# Detect Phishing URLs
### Capstone 3 - Data Wrangling and EDA
Michael Garber

#### High-Level Steps
1. Data Wrangling
    1. Data Collection
    2. Data Organization
    3. Data Definition
    4. Data Cleaning
1. Exploratory Data Analysis


#### Data Wrangling

##### Data Collection
URL Data
- https://www.kaggle.com/datasets/hassaanmustafavi/phishing-urls-dataset

TLD (Top-level Domain) Data
- https://www.iana.org/domains/root/db

In [6]:
# Please Install KaggleHub if you don't already have it
%pip install kagglehub

Note: you may need to restart the kernel to use updated packages.


In [7]:
# Please Installtldextract if you don't already have it
%pip install tldextract

Note: you may need to restart the kernel to use updated packages.


In [8]:
# Import Packages
import pandas as pd
import kagglehub
import os
import shutil
from urllib.parse import urlparse
import tldextract
import ipaddress

In [9]:
# Download Data
kPath = kagglehub.dataset_download("hassaanmustafavi/phishing-urls-dataset")

In [10]:
# build source file path
fileName = 'url_dataset.csv'
srcFilePath = os.path.join(kPath, fileName)
dataDir = os.path.join(os.pardir, 'data', 'raw', fileName)
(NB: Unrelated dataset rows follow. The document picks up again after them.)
PR #801, opened 2026-09-11
Displacements: keep the ordering of the standard displacements in sync with the cell

### LINKED ISSUE #799: Displacements: standard displacement list is ordered with unit cell widths, not the FunctionDefaults cell
Found while auditing #788; predates it.

`Displacements<NDIM>::widths` (displacements.h:71) is a static tensor that defaults to 1 and is only changed by `Displacements<NDIM>::set_width`, whose sole callers are two lines in `testopdir.cc`. Both displacement lists (`disp`, `disp_periodic[n]`) are sorted by that tensor through `cmp_keys` / `cmp_keys_periodic`.

`FunctionImpl::do_apply` measures shells with the real cell widths, `real_distsq_bc(op->lattice_summed(), FunctionDefaults<NDIM>::get_cell_width())` (funcimpl.h ~5073), and the shell loop assumes the list is monotone in that metric: it breaks as soon as a whole shell contributes nothing, and hands the distance of the last processed shell to `BoxSurfaceDisplacementValidator` as the reach of the standard displacements.

For a cubic cell the two metrics agree up to a constant. For an anisotropic cell they do not, e.g. widths (1, 10, 10): the list puts (0,2,0) before (3,0,0), but in real space (0,2,0) is at distance 10 and (3,0,0) at 2. Consequences:

1. The standard loop can break early: a shell at real distance 10 that contributes nothing stops the loop while nearer displacements sit later in the list, unprocessed. This is a plain loss of contributions, independent of range restriction.
2. For range-restricted kernels, the validator then drops surface displacements within `max_distsq_reached` as duplicates on the premise that everything within that reach was processed, which after an early break is false.

Fix: keep `Displacements::widths` in sync with the `FunctionDefaults` cell (re-sort when the cell changes), and add a test asserting that `get_disp` is sorted by `real_distsq_bc` with the current cell widths after an anisotropic `set_cell`.

evaleev:
Closes #799.

**Problem.** `Displacements<NDIM>::widths` defaulted to 1 and `set_width` was only called from `testopdir.cc`, so the standard displacement lists were ordered with unit cell widths, while `FunctionImpl::do_apply` measures shells with the real `FunctionDefaults` cell widths. For an anisotropic cell the list is not monotone in the metric the shell loop assumes (e.g. widths (1,10,10): (0,2,0) precedes (3,0,0) in the list but is five times farther in real space). The early break can then leave nearer displacements unprocessed, and for range-restricted kernels the surface validator drops their images as duplicates. Cubic cells are unaffected.

**Reproducer first.** The first commit only adds a test that the lists are ordered by real-space distance in the current cell, for the cubic default and for an anisotropic cell set after the lists were built. It fails against master on the anisotropic checks (CI on that commit alone, eed663de6: https://github.com/m-a-d-n-e-s-s/madness/actions/runs/34609551533, expected red in the Threads cells).

**Fix.** `FunctionDefaults::recompute_cell_info` now calls `Displacements::set_width`, so the lists follow the cell whenever it is set, at setup time and off the task pool. The two headers depend on each other (`Displacements` reads the boundary conditions from `FunctionDefaults`), so both forward-declare the other's class, `displacements.h` no longer includes `funcdefaults.h`, and `funcdefaults.h` includes `displacements.h` at its end, after `FunctionDefaults` is complete. `set_width` copies the widths instead of aliasing the cell tensor, and its doc now says it must not run while operators are being applied.

**Review follow-ups (third commit).** `displacements.h` includes `funcdefaults.h` again so it stays self-contained (the include guards make the header cycle safe in either order); `indexit.h`, which it includes first, now includes `madness/world/vector.h`, which it was missing. `set_width` is a no-op when the widths are unchanged, so re-setting the same cell at startup does not reorder the lists; `set_cell` / `set_cubic_cell` document that they must be called with no operator application in flight, since the lists are reordered in place.

**Not covered.** For a 6D operator acting on one particle, `do_apply` measures with the first three widths of the 6D cell while `Displacements<3>` is ordered by the 3D cell; the two agree when the 6D cell is the replicated 3D cell, which is the only case in use.

**Verification** (Release, PaRSEC, macOS): `test_displacements` (323 checkpoints), `testgconv`, and `testopdir` pass at the tip; the test-only commit fails as intended.

Rebased onto master after #802 brought #788 in; the ordering test now sits alongside the #788 tests.

### DIFF
--- a/src/madness/mra/displacements.h
+++ b/src/madness/mra/displacements.h
@@ -34,7 +34,8 @@
 #define MADNESS_MRA_DISPLACEMENTS_H__INCLUDED
 
 #include <madness/mra/indexit.h>
-#include <madness/mra/funcdefaults.h>
+#include <madness/mra/key.h>
+#include <madness/misc/array_of_bools.h>
 #include <madness/tensor/tensor.h>
 
 #include <algorithm>
@@ -48,6 +49,8 @@
 #include <vector>
 
 namespace madness {
+
+    template <std::size_t NDIM> class FunctionDefaults;  // funcdefaults.h includes this header at its end
 
     // How should we treat destinations "extra" to the [0, 2^n) standard domain?
     enum class ExtraDomainPolicy {
@@ -287,8 +290,11 @@ namespace madness {
           MADNESS_PRAGMA_CLANG(diagnostic pop)
         }
 
+        /// Sets the cell widths used to order the displacements by real-space distance, and reorders them.
+        /// Called by FunctionDefaults::recompute_cell_info whenever the cell changes.
+        /// @warning not thread safe: must not be called while operators are being applied
         static void set_width(const Tensor<double>& width) {
-          widths = width;
+          widths = copy(width);
           if (!disp.empty()) {
             std::sort(disp.begin(), disp.end(), cmp_keys);
           }
--- a/src/madness/mra/displacements.h
+++ b/src/madness/mra/displacements.h
@@ -34,8 +34,7 @@
 #define MADNESS_MRA_DISPLACEMENTS_H__INCLUDED
 
 #include <madness/mra/indexit.h>
-#include <madness/mra/key.h>
-#include <madness/misc/array_of_bools.h>
+#include <madness/mra/funcdefaults.h>
 #include <madness/tensor/tensor.h>
 
 #include <algorithm>
@@ -49,8 +48,6 @@
 #include <vector>
 
 namespace madness {
-
-    template <std::size_t NDIM> class FunctionDefaults;  // funcdefaults.h includes this header at its end
 
     // How should we treat destinations "extra" to the [0, 2^n) standard domain?
     enum class ExtraDomainPolicy {
@@ -290,10 +287,15 @@ namespace madness {
           MADNESS_PRAGMA_CLANG(diagnostic pop)
         }
 
-        /// Sets the cell widths used to order the displacements by real-space distance, and reorders them.
-        /// Called by FunctionDefaults::recompute_cell_info whenever the cell changes.
-        /// @warning not thread safe: must not be called while operators are being applied
+        /// Sets the cell widths used to order the displacements by real-space distance, and reorders them
+        /// if the widths changed. Called by FunctionDefaults::recompute_cell_info whenever the cell is set.
+        /// @warning reorders the lists in place: must not be called while operators are being applied
+        ///          (see FunctionDefaults::set_cell)
         static void set_width(const Tensor<double>& width) {
+          MADNESS_ASSERT(width.ndim() == 1 && width.size() == NDIM);
+          bool changed = widths.ndim() != 1 || widths.size() != NDIM;
+          for (std::size_t i = 0; !changed && i != NDIM; ++i) changed = widths(i) != width(i);
+          if (!changed) return;
           widths = copy(width);
           if (!disp.empty()) {
             std::sort(disp.begin(), disp.end(), cmp_keys);
--- a/src/madness/mra/funcdefaults.h
+++ b/src/madness/mra/funcdefaults.h
@@ -48,6 +48,7 @@
 #include <optional>
 
 namespace madness {
+    template <std::size_t NDIM> class Displacements;  // defined in displacements.h, included at the end of this file
     template <typename T, std::size_t NDIM> class FunctionImpl;
 
     /// The maximum wavelet order presently supported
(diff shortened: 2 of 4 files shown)


src/madness/mra/displacements.h
```diff
@@ -34,7 +34,8 @@
 #define MADNESS_MRA_DISPLACEMENTS_H__INCLUDED
 
 #include <madness/mra/indexit.h>
-#include <madness/mra/funcdefaults.h>
+#include <madness/mra/key.h>
+#include <madness/misc/array_of_bools.h>
```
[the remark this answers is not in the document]
evaleev: Agreed. displacements.h includes funcdefaults.h again (cdbe5a363); funcdefaults.h keeps the end-of-header include, and the include guards make the cycle safe in either order. Checking this with syntax-only compiles of each header alone also showed indexit.h was not self-contained (it uses `Vector` without including it, and displacements.h includes it first); fixed in the same commit. All three headers now compile on their own.

src/madness/mra/funcdefaults.h
```diff
@@ -149,6 +150,9 @@ namespace madness {
             cell_min_width = cell_width.min();
             rcell_width = copy(cell_width);
             for (std::size_t i=0; i<NDIM; ++i) rcell_width(i) = 1.0/rcell_width(i);
+            // the standard displacements used to apply operators are ordered by real-space distance,
+            // which depends on the cell; keep them in sync (see Displacements::set_width)
+            Displacements<NDIM>::set_width(cell_width);
```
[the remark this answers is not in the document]
evaleev: Partly addressed, partly documented (cdbe5a363). `set_width` is now a no-op when the widths are unchanged, so re-setting the same cell, which is what `set_defaults` and most applications do at startup, does not touch the lists. A genuine cell change while `do_apply` tasks are in flight cannot be fenced from `FunctionDefaults`, which is process-global static state without a `World`; and such a change already renders existing functions and operators invalid (the setters say so, and CLAUDE.md requires the cell to be set before functions are constructed). The setters now state the quiescence requirement explicitly.

src/madness/mra/displacements.h
```diff
@@ -287,8 +287,16 @@ namespace madness {
...
         }
 
+        /// Sets the cell widths used to order the displacements by real-space distance, and reorders them
+        /// if the widths changed. Called by FunctionDefaults::recompute_cell_info whenever the cell is set.
+        /// @warning reorders the lists in place: must not be called while operators are being applied
+        ///          (see FunctionDefaults::set_cell)
         static void set_width(const Tensor<double>& width) {
-          widths = width;
+          MADNESS_ASSERT(width.ndim() == 1 && width.size() == NDIM);
+          bool changed = widths.ndim() != 1 || widths.size() != NDIM;
```
JonathonMisiewicz, line 296: When could `widths.ndim() == 1` possibly fail? I understand how `widths.size() != NDIM` could be true or false - we may have changed the dimension of the space we're considering. But `widths.ndim() == 1` should be an invariant. It is one dimension of size ndims.

src/madness/mra/displacements.h
```diff
@@ -287,8 +287,16 @@ namespace madness {
...
+          for (std::size_t i = 0; !changed && i != NDIM; ++i) changed = widths(i) != width(i);
```
JonathonMisiewicz, line 297: Do we need to make this a fuzzy check, or is it safe to assume that no change means equality? My intuition is that this is _probably_ safe, but that _probably_ is not good enough for what we're doing.

JonathonMisiewicz:
I could _swear_ that was called in the actual code. It's unclear to me how this broke, but thank you for fixing it regardless. Address two minor comments, then LGTM.

src/madness/mra/displacements.h
evaleev: It can't; `widths` is only ever assigned `Tensor<double>{NDIM}`, the scalar fill `widths = 1` (shape-preserving), or `copy(width)` after asserting `width` is 1D of size NDIM. Made it an assertion of the invariant instead of a condition (1c7320d3a).

src/madness/mra/displacements.h
evaleev: Exact is the safe direction here. The comparison only decides whether to skip the reorder, so the two failure modes are asymmetric: an unnecessary reorder (widths differ by 1e-16, nothing changes) costs a sort at setup and is harmless; a missed reorder is exactly the bug this PR fixes, and a fuzzy tolerance could in principle miss a change that flips the order of two displacements at a near-tie. Left exact and said so in a comment (1c7320d3a).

# Move File to project folder
shutil.copy(srcFilePath, dataDir)

'..\\data\\raw\\url_dataset.csv'

In [11]:
# Create pandas dataframe - urlData
urlData = pd.read_csv(dataDir)

In [12]:
# Create pandas dataframe - TLDs (Top-level Domains)
tldDir = '../data/raw/TLDs.csv'
tldNames = pd.read_csv(tldDir)

# TLDs source...
# https://www.iana.org/domains/root/db

In [13]:
# check dataframe urlData - # or rows
print(urlData.shape)

(450176, 2)


In [14]:
# check dataframe tldNames - # or rows
print(tldNames.shape)

(1591, 3)


##### Data Organization
Project file structure based on the cookiecutter data science template. \
[https://drivendata.github.io/cookiecutter-data-science/](https://drivendata.github.io/cookiecutter-data-science/)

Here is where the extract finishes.